__REQUIRED WORK__
Look through the records below and collect all lines that hold the string "release".

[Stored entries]
══════════
PR #2118, opened 2024-12-19
Merge `master` into `release-0.x`

mstruebing:
When this is merged we can rename `release-1.x` to `master` or even `main` as per newer convention.

I first tried rebasing the branch which worked without problems, which was expected.
But we protected the branch so I could not force push, I could change the rules for a moment - but I think that's not the intention of branch protection rules.


brendandburns:
Let's move to `release-1.x` to `main` as part of this move.

mstruebing:
FYI: I've created a `main` branch out of the latest `release-1.x` branch and changed the settings of the repository to reflect that as the new default branch. 
Additionally I've set the same branch protection rules as we've had for the `master` branch.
══════════
__RESULT FOR THIS EXERCISE__
Merge `master` into `release-0.x`
When this is merged we can rename `release-1.x` to `master` or even `main` as per newer convention.
Let's move to `release-1.x` to `main` as part of this move.
FYI: I've created a `main` branch out of the latest `release-1.x` branch and changed the settings of the repository to reflect that as the new default branch. 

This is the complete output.